We got a lot of feedback on New York Times columnist Frank Rich’s definition of PR as “marketing,” “sales strategy,” “sloganeering,” press avoidance, “propaganda” and lacking in “principle and substance.”

The NYT’s Paul Krugman chimed in with a column headlined “Reign of Error,” saying one poll shows 50% of Americans now believe Iraq had weapons of mass destruction when we invaded it (up from 30%). The Bush Administration, says Krugman, publicized the recent discovery of chemical munitions but failed to point out these were “decayed” and from the 1980s. Krugman is amazed that the public can be so easily misled ... readers wrote that Rich, Krugman and the public get their opinion of PR from what they see PR people doing in movies like “The Sweet Smell of Success” and the current “The Devil Wears Prada” ... from our point of view, the biggest knock on PR from Rich is that it lacks “substance.” This can be attacked by organizations that practice transparency, provide detailed explanations of their policies, and answer questions from the press and public. PR pros can hold their heads high when they perform an educational role. Educators answer questions of students ... PR grads are miffed to find out that the “PR” jobs they take are often really sales and marketing jobs. “Almost all” the recent grads PR pro Rachel Beanland interviewed for the August PR Tactics of PRSA thought they also should have studied marketing. “Their jobs include more marketing than they’d counted on” and “their supervisors are usually marketers,” writes Beanland. Grads also are interested in having their own firms, a subject not covered in college PR programs. One recent grad cited a grab-bag of duties – web designer, newsletter editor, graphic designer, media buyer, copywriter, photographer, event planner and [last] media liaison.

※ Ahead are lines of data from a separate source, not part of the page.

PR #313, opened 2026-06-30
[tpcgen]: move TPCH CLI tests into `tpcgen` (unified cli)

alamb:
- Follow-up to #296
- Part of https://github.com/clflushopt/tpchgen-rs/issues/218

We moved the code for tpchgen_cli -- now we should also move the tests 

Moves the TPCH CLI integration tests into the shared `tpcgen` crate and runs them as part of the existing `cli_integration` test binary.

Issue #218, opened 2026-01-10
[Tracking] TPC-DS support


clflushopt:
With #212 merged we currently have the machinery to fully support TPC-DS but it's not yet satisfying, this issue will track some changes and improvements we would like to make before claiming TPC-DS support.

Three items from @alamb recommendations are :

### Investigate the C implementation inconsistency

The port the Rust implementation was based on is [trino/tpcds](https://github.com/trinodb/tpcds) from their README

> C implementation. Therefore, when the C implementation has bugs (and it has many), we copy those bugs. Generally when copying over bugs, we include a comment for clarity.

> Testing
We unit test the tables by taking md5 hashes of the tables that we generate and comparing them to the md5sums of the tables generated by the tables generated by the dsdgen binary. We test the tables at all defined scales as well as at a scale that is in between the defined scales, to ensure that the row computation is correct for all scenarios.

The above suggests that the Java version should match the C version but from @alamb testing as reported [in this comment](https://github.com/clflushopt/tpchgen-rs/issues/51#issuecomment-3700913731) this is not the case. My hunch having dug around both codebases is that there is a bug we are not reproducing correctly but I am not sure its correct since our SF = 1 matches the Java version but not the C version. I will have to do a 3-way diff across all outputs to confirm.

### CLI driver integration

We will need to integrate the core generator logic with the `tpchgen-cli` this will probably be either easy or complex depending on what scaling model we will try and aim for. I also think the trick we introduced in #155 might not be trivial to re-use here due to how the scaling logic interacts with the stream synchronization TBC.

### Optimize the crap out of it
 
This will be our primary milestone we want to be as fast as the law of physics and computers allow us to be, I am already aware of a dozen low hanging fruits e.g. absorb all allocations out of the generation logic, reduce the amount of copying everywhere....

alamb:
I broke this ticket up into some subtasks to help organize the work a little more

Remaining subtasks 
- [x] https://github.com/clflushopt/tpchgen-rs/issues/261
- [x] https://github.com/clflushopt/tpchgen-rs/issues/259
- [x] https://github.com/clflushopt/tpchgen-rs/issues/260
- [ ] https://github.com/clflushopt/tpchgen-rs/issues/263

clflushopt:
Thanks @alamb

alamb:
BTW I have filed a bunch more tickets based on more recent work -- we are pretty closet to having this thing connected

[...]

PR #314, opened 2026-06-30
rename `tpcgen` crate and binary to `tpcgen-cli`

alamb:
- Follow-up to #313
- Part of https://github.com/clflushopt/tpchgen-rs/issues/218

the name `tpcgen` (which has a CLI) is confusing I think as it looks a lot like `tpchgen` and `tpcdsgen` which contain generator libraries

Screenshot 2026-06-30 at 7 58 53 AM

I propose renaming `tpcgen` to `tpcgen-cli` to 
1. Mirror the existing `tpchgen-cli` (aka we just drop the `h`)
2. Make it clear that `tpcgen-cli` contains CLI logic rather than generator logic

Renames the shared CLI crate from `tpcgen` to `tpcgen-cli` and renames the binary from `tpcgen` to `tpcgen-cli`.


tpcgen-cli/bin/tpcgen_cli.rs
```diff
@@ -1,13 +1,13 @@
 //! Binary entry point for the TPC-H and TPC-DS data generator.
 
 use clap::{Parser, Subcommand};
-use tpcgen::tpcds_cli::Cli as TpcdsCli;
-use tpcgen::tpch_cli::Cli as TpchCli;
+use tpcgen_cli::tpcds_cli::Cli as TpcdsCli;
```
alamb, line 4: now the `cli` suffix clearly marks what is CLI and what is not

alamb:
I am curious to know if this makes sense to you or not @kevinjqliu and @clflushopt

alamb:
One alternate is to just rename the crate (and not the binary) 🤔 

So the crate is called `tpcgen-cli` but the binary would still be `tpcgen` 🤔

kevinjqliu:
> One alternate is to just rename the crate (and not the binary) 🤔

I like the shorter form for the crate name (`tpcgen`) but I also value consistency between the crate and binary 🤔 

My final vote is for `tpcgen-cli` 😄 but could go either way

alamb:
> My final vote is for tpcgen-cli 😄 but could go either way

That is what this PR does :)

Let's wait to see what @clflushopt has to say

kevinjqliu:
oh no! i didnt mean to force push, just to fix the merge conflicts 😭

alamb:
> oh no! i didnt mean to force push, just to fix the merge conflicts 😭

no worries

kevinjqliu:
restored the original commit and resolved the merge conflicts on top

kevinjqliu (approved):
LGTM!

I checked both the original commit and the new commit, the shape of change looks the same

clflushopt (approved):
LGTM !

kevinjqliu:
moving this forward so i can start looking at some CLI improvements 😄 
Thanks again @alamb

alamb:
So exciting!@

PR #3, opened 2024-10-01
Minor improvements

SergioGasquez:
- Use Rhai to check conditions
- Deduplicate if statements for `#` and `//`.
- Bump dependencies

## Tests
I've generated a few projects and they seem sane.

### DIFF
--- a/src/main.rs
+++ b/src/main.rs
@@ -321,12 +321,11 @@ fn process_file(
     scope.push("options", options.to_vec());
 
     // Define a custom function to check if conditions of the options.
-    engine.register_fn(
-        "contains_option",
-        |cond: &str, options: Vec<String>| -> bool {
-            options.iter().any(|option| cond.contains(option))
-        },
-    );
+    let options_clone: Vec<String> = options.iter().map(|v| v.to_owned()).collect();
+    engine.register_fn("option", move |cond: &str| -> bool {
+        let cond = cond.to_string();
+        options_clone.contains(&cond)
+    });
 
     for line in contents.lines() {
         let trimmed: &str = line.trim();
@@ -380,9 +379,7 @@ fn process_file(
             } else {
                 trimmed.strip_prefix("//IF ").unwrap()
             };
-
-            let cond = process_contains_option(cond.to_string(), &mut scope, &engine);
-            let res = engine.eval::<bool>(&cond).unwrap();
+            let res = engine.eval::<bool>(cond).unwrap();
             include.push(res && *include.last().unwrap());
         } else if trimmed.starts_with("#ENDIF") || trimmed.starts_with("//ENDIF") {
             include.pop();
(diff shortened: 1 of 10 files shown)


src/main.rs
```diff
@@ -337,58 +382,55 @@ fn process_file(
         first_line = false;
 
         // that's a bad workaround
-        if line.trim() == "#[rustfmt::skip]" {
+        // Why do we require this, we dont use it (?)
+        if trimmed == "#[rustfmt::skip]" {
```
bjoernQ, line 386: at some point the template contained that because reformatting the code added line-breaks which made the replace-string fail - I guess having it for the future is a good thing

src/main.rs
```diff
@@ -337,58 +382,55 @@ fn process_file(
...
-        } else if line.trim().starts_with("//IF ") {
-            let cond = line.trim().strip_prefix("//IF ").unwrap();
-            if let Some(stripped) = cond.strip_prefix("!") {
-                include.push(!options.contains(&stripped.to_string()) && *include.last().unwrap());
+                trimmed.strip_prefix("//IF ").unwrap()
+            };
+
+            scope.push_dynamic("cond", cond.into());
+
+            let result = engine
```
bjoernQ, line 414: my thinking was we could just pass the whole condition to Rhai and evaluate that

then we could make `contains_option` just operate on one option and we can write conditions like `contains_option("wifi") && (contains_option("alloc) || contains_option("embassy"))`

src/main.rs
```diff
@@ -309,16 +315,28 @@ fn process_file(
...
+    scope.push("options", options.to_vec());
+
+    // Define a custom function to check if conditions of the options.
+    engine.register_fn(
+        "contains_option",
+        |cond: &str, options: Vec<String>| -> bool {
+            options.iter().any(|option| cond.contains(option))
+        },
+    );
+
```
bjoernQ, line 330: I think we can make it easier by registering this function:
```rust
    let options_clone: Vec<String> = options.iter().map(|v| v.to_owned()).collect();
    engine.register_fn(
        "contains_option",
        move |cond: &str| -> bool {
            let cond = cond.to_string();
            options_clone.contains(&cond)
        },
    );
```

and not doing any processing of the condition

src/main.rs
```diff
@@ -337,58 +355,46 @@ fn process_file(
...
+            let cond = if trimmed.starts_with("#IF ") {
+                trimmed.strip_prefix("#IF ").unwrap()
             } else {
-                include.push(options.contains(&cond.to_string()) && *include.last().unwrap());
-            }
-        } else if line.trim().starts_with("//ENDIF") {
+                trimmed.strip_prefix("//IF ").unwrap()
+            };
+
+            let cond = process_contains_option(cond.to_string(), &mut scope, &engine);
```
bjoernQ, line 384: we won't need that with the change of the registered function

src/main.rs
bjoernQ: But then the template would need to have conditions like this `//IF contains_option("alloc")` - probably naming the function just `option` would be more convenient

src/main.rs
bjoernQ: we now can remove this `process_contains_option` and also remove the function

SergioGasquez: Awesome! I definitely overcomplicated things :sweat:

bjoernQ: I probably did a bad job explaining the idea about Rhai ... anyways looks good now!

bjoernQ (approved):
Thanks

PR #4, opened 2024-10-03
Minor improvements - Part 2

SergioGasquez:
- Adds some basic CI
  - We may need to come with a better strategy, but at least we are verifying some stuff already.
  - Example run: https://github.com/SergioGasquez/esp-generate/actions/runs/11158725726
- Adds a `rust-toolchain.toml` file
- Validates, in a very simple way, the arguments
- Unify the `stack-protector` name


bjoernQ (approved):
Thanks

PR #6, opened 2024-10-08
Add an argument for template mode

SergioGasquez:


bjoernQ:
Code looks good so far but I'm wondering if it's really more convenient to have multiple template projects (which will duplicate a lot of Cargo.toml, all of config.toml)

Would both templates always support the same options? If not, we would probably duplicate a lot of that

I don't want to be annoying but maybe we should explore the full path of having two (or later more) templates vs. multiple binaries

SergioGasquez:
I guess it really depends on what we want to support in the near future? If we are going to stay with embassy and blocking for a while, I don't think it's worth splitting them into 2 templates, as it would only reduce a few ifs but duplicate a lot of stuff, and the options if Im not mistaken would be the same as for the blocking template.

But, if we want to add another template, like RTIC, then we should probably split the templates.

bjoernQ:
> I guess it really depends on what we want to support in the near future? If we are going to stay with embassy and blocking for a while, I don't think it's worth splitting them into 2 templates, as it would only reduce a few ifs but duplicate a lot of stuff, and the options if Im not mistaken would be the same as for the blocking template.
> 
> But, if we want to add another template, like RTIC, then we should probably split the templates.

Oh sure - for something totally different like RTIC - yes there another template would make a lot of sense. Haven't thought of RTIC or any other framework t.b.h.

PR #10, opened 2024-10-11
Use current dependencies

bjoernQ:
- use current HAL and other dependencies
- add a `.vscode/settings.json`
- some simplification of the template because we now support expressions as conditions

### DIFF
--- a/template/rust-toolchain.toml
+++ b/template/rust-toolchain.toml
@@ -1,10 +1,9 @@
 [toolchain]
 #IF option("riscv")
-#IF !option("stack-protector")
-#+channel = "stable"
-#ENDIF
 #IF option("stack-protector")
 channel = "nightly"
+#ELSE
+#+channel = "stable"
 #ENDIF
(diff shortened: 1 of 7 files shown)


template/rust-toolchain.toml
```diff
@@ -1,10 +1,10 @@
 [toolchain]
 #IF option("riscv")
 #IF !option("stack-protector")
-channel = "stable"
+#+channel = "stable"
 #ENDIF
 #IF option("stack-protector")
-#+channel = "nightly"
+channel = "nightly"
```
SergioGasquez, line 7: We could do:
```
#IF option("stack-protector")
channel = "nightly"
#ELSE
#+channel = "stable"
#ENDIF
```

SergioGasquez (approved):
LGTM! Only one small nitpick that can be ignored

bjoernQ:
We probably also should run unit tests in CI (now that we have them) but I'm not good at CI stuff

PR #20, opened 2024-10-23
Use `esp-metadata` rather than redefining the `Chip` enum

jessebraham:
Also sorted everything lexicographically, sorry for the noise 😅


SergioGasquez (approved):
LGTM! Thanks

PRSA/Georgia, second largest chapter with about 900 members, announced 11 new members – all women. Women now make up a record 57% of TV anchors, says the Radio & TV News Directors Assn. They account for 58% of TV reporters and 55% of TV middle managers, 66% of news producers and 56% of news writers ...The Female Brain, by California neuropsychiatrist Louann Brizendine, says “women perceive the world differently than men” because of important physical differences in their brains. “If women attend to those differences, they can make better decisions about how to manage their lives,” she contends. Women are “hard-wired” to have more self-control, are better able to read nonverbal clues like facial expressions, are more prone to worrying, and remember emotional events in greater detail than men, she says. The 7/31 Newsweek reviewed the book. The question for the PR industry is whether a mostly-female PR population will have any effect on the practice of PR ... IABC’s 2005 audit showed it’s in the black with net assets of $116,618 vs. a deficit of $502,377 in 2004. It took in $2,527,307 in dues and booked deferred dues of $1,495,187. It has a policy of not booking dues until they are earned ... PRSA, which does not have this policy, deferred $963,082 of its $4.4M in 2005 dues. Three college accounting professors have said PRSA should defer much more dues income.